Task objective:
Return each line of the listing that follows in which the string "shortened" can be found.

Supplied records:
PR #1682, opened 2016-08-09
Doc fixes

AlexIljin:
Some documentation fixes and minor improvements.

### DIFF
--- a/core/assocs/assocs-docs.factor
+++ b/core/assocs/assocs-docs.factor
@@ -328,6 +328,8 @@ HELP: assoc-partition
 }
 { $description "Calls a predicate quotation on each key of the input assoc. If the test yields true, the key/value pair is added to " { $snippet "true-assoc" } "; if false, it's added to " { $snippet "false-assoc" } "." } ;
 
+{ assoc-partition partition } related-words
+
 HELP: assoc-any?
 { $values { "assoc" assoc } { "quot" { $quotation ( ... key value -- ... ? ) } } { "?" boolean } }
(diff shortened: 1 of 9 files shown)


core/assocs/assocs-docs.factor
```diff
@@ -328,6 +328,8 @@ HELP: assoc-partition
 }
 { $description "Calls a predicate quotation on each key of the input assoc. If the test yields true, the key/value pair is added to " { $snippet "true-assoc" } "; if false, it's added to " { $snippet "false-assoc" } "." } ;
 
+{ assoc-partition partition } related-words
```
mrjbq7: I'm not sure we should make all the ``assoc-foo`` and ``foo`` words related.  Long term I think we should have a common cursors/containers interface so operating on hashtables and arrays isn't so different.  But maybe this isn't a big deal. Dunno.

AlexIljin: The thing is, I knew about `partition`, and after some thinking I knew I needed something similar for an `assoc`, but I did not know that `assoc-partition` was already there. AFAIR, I found out it exists after asking on the mailing list. That's why I put a link in the docs.

It may be unnecessary even for me, now that I know to look for `assoc-foo` for every `foo`, but in general I prefer seeing more links in the "see also" section rather than fewer.

You may omit this commit if you like it better without it.

AlexIljin:
I've added a few more commits to this PR.

mrjbq7:
Merged, thanks!

I reverted the ``assoc-partition`` related words change for right now.

PR #1683, opened 2016-08-10
ui.gadgets.tables: implement cell-dim and draw-cell for the f class

AlexIljin:
I'd like to propose this update for the table gadget. I was creating a window based on the error-list tool design. I needed to display a sequence of tuples as rows, with some slots as the columns. I found that without this patch if there are `f` objects in the cells, the table will throw

```
Generic word cell-dim does not define a method for the POSTPONE: f class.
Dispatching on object: f
```

and fail to render the world. With this fix it renders the table with some empty cells.

What do you think?

### DIFF
--- a/basis/ui/gadgets/tables/tables.factor
+++ b/basis/ui/gadgets/tables/tables.factor
@@ -67,6 +67,9 @@ rows ;
 GENERIC: cell-dim ( font cell -- width height padding )
 GENERIC: draw-cell ( font cell -- )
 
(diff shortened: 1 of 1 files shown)


mrjbq7:
Seems okay.  Maybe nicer if something else just checked the column as ``f`` and didn't do work, but I see that this is a fairly clean way to do it since the logic is split across dims and drawing.

Merged, thanks!

PR #1685, opened 2016-08-16
windows.com.syntax: remove return-type-name import

AlexIljin:
This fixes the bootstrap, which was broken in 907d63c16b.


mrjbq7:
Merged, thanks!!

PR #1686, opened 2016-08-16
checksums.crc16: new vocabulary

AlexIljin:
I've been working with the [Modbus](https://en.wikipedia.org/wiki/Modbus) protocol recently, and I've added this checksum. It works.


mrjbq7:
Want to do crc64 also? :-)

mrjbq7:
Merged!!

PR #1690, opened 2016-08-17
twitter: Changed twitter-url to use >url

xzenf:
obtain-request-token needs a url and fails with a string.


mrjbq7:
Looks good, merged.   Thanks!!

PR #1696, opened 2016-08-21
Change vm comments

AlexIljin:
All comments I could find were changed from /**/ to //, except for a couple embedded in multiline macros.
I've tested the build, and factor.exe/com/dll/lib are built with no errors or warnings. I could not test other OSes.


bjourne:
Looks pretty nice to me. What do you guys say?

bjourne:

Written response:
(diff shortened: 1 of 9 files shown)
(diff shortened: 1 of 1 files shown)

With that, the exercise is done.